The ten-year bond is the basic driver of REITs and homebuilders
Last week’s releases
Long-term interest rates are priced off the benchmark long-term bond, which is the ten-year Treasury. These days, the ten-year bond reacts to economic data through the Federal Reserve’s asset purchase program, also known as “quantitative easing” (or QE). As a general rule, economic data that shows weakness is bond bullish (positive). However, data that shows strength isn’t necessarily bond bearish (negative).
Some stronger-than-expected economic data
We had some good numbers out of manufacturing, with industrial production, capacity utilization, and manufacturing production all better than expected. Housing starts came in weaker than expected (blame the weather), but building permits were strong, signaling a better pipeline down the road.
Homebuilder earnings and M&A
We heard from KB Home (KBH) and Lennar (LEN) last week. Both reported strong numbers, and average selling prices continue to rise. The homebuilding segment has definitely been a case of two sectors—the luxury sector, which is doing extremely well, and the first-time homebuyer sector, which is getting bombarded by increasing real estate prices, increasing interest rates, and a lousy job market.
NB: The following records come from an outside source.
PR #543, opened 2018-12-04
fix(recipe):No more memory leak when ChildrenWatch was stopped

kulallwang:
Remove session watcher from the listener when ChildrenWatch was stopped

### DIFF
--- a/kazoo/tests/test_watchers.py
+++ b/kazoo/tests/test_watchers.py
@@ -432,7 +432,8 @@ class KazooChildrenWatcherTests(KazooTestCase):
             if fail_through:
                 return False
 
-        session_watcher = self.client.ChildrenWatch(self.path, changed)._session_watcher
+        childrenWatch = self.client.ChildrenWatch(self.path, changed)
+        session_watcher = childrenWatch._session_watcher
 
         update.wait(10)
         eq_(session_watcher in self.client.state_listeners, True)
--- a/kazoo/tests/test_watchers.py
+++ b/kazoo/tests/test_watchers.py
@@ -418,7 +418,7 @@ class KazooChildrenWatcherTests(KazooTestCase):
         update.wait(0.5)
         eq_(all_children, ['smith'])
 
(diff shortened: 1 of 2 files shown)


kazoo/tests/test_watchers.py
```diff
@@ -418,6 +418,40 @@ def changed(children):
         update.wait(0.5)
         eq_(all_children, ['smith'])
 
+    def test_remove_session_watcher_on_func_stops(self):
```
StephenSorriaux: Since this test is concerning the ChildrenWatch watcher, maybe it is better to precise it in the test's name

kazoo/tests/test_watchers.py
```diff
@@ -418,6 +418,40 @@ def changed(children):
...
+
+        def changed(children):
+            while all_children:
+                all_children.pop()
+            all_children.extend(children)
+            update.set()
+            if fail_through:
+                return False
+
+        childrenWatch = self.client.ChildrenWatch(self.path, changed)
```
StephenSorriaux: Maybe it's better to keep a snake case notation for this variable?

kazoo/tests/test_watchers.py
```diff
@@ -418,6 +418,40 @@ def changed(children):
...
+
+        fail_through.append(True)
+        self.client.create(self.path + '/' + 'smith')
+        update.wait(10)
+        eq_(session_watcher not in self.client.state_listeners, True)
+        eq_(all_children, ['smith'])
+        update.clear()
+
+        self.client.create(self.path + '/' + 'george')
+        update.wait(0.5)
```
StephenSorriaux: Isn't this value a little too small for a timeout?

kazoo/tests/test_watchers.py
kulallwang: Thank you for your comment. I use java in most time and carelessly write the variable with camel case .  I will turn it into snake case notation.

StephenSorriaux:
@kulallwang thanks again for your PR, this is now on master.

PR #682, opened 2022-11-05
recipe(cache): Use protocol.paths.join instead of os.path.join

### LINKED ISSUE #680: kazoo.recipe.cache.TreeCache doesn't work on Windows because it uses backslash
the recipe is using os.path.join which uses backslash on windows. 
https://github.com/python-zk/kazoo/blob/master/kazoo/recipe/cache.py#L339
need to use '/'.join() or similar instead

## Expected Behavior
TreeCache should load the tree

## Actual Behavior
Cannot load any children because uses \ on windows
e.x. tries to get '/presence\\tss' instead of '/presence/tss'

## Snippet to Reproduce the Problem

Listen to any tree on windows 

## Logs with logging in DEBUG mode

We’re starting to see mergers and acquisitions (M&A) activity in the homebuilding space, with two deals. First, Tri Pointe Homes (TPH) is buying Weyerhaeuser’s homebuilding unit, and second, Toll Brothers is buying Shapell. We can attribute much of this to the two-tiered financing market in general. Large companies like those in the homebuilder ETF (XHB) are able to borrow at exceptionally low interest rates and almost have money thrown at them by the Street. Smaller builders, however, are stuck dealing with the banks, and credit is much tighter for them.
Commercial REIT earnings
Implications for mortgage REITs
Mortgage REITs, like Annaly (NLY) and American Capital (AGNC), are driven by interest rates. NLY reported earnings and said that it was planning to increase its bet in mortgage-backed securities and increase its leverage. The mortgage REITs have been crushed as the ten-year bond has sold off, but they’ve been trying to form a bottom here. For REITs, it’s all about the Fed’s exit of QE (quantitative easing).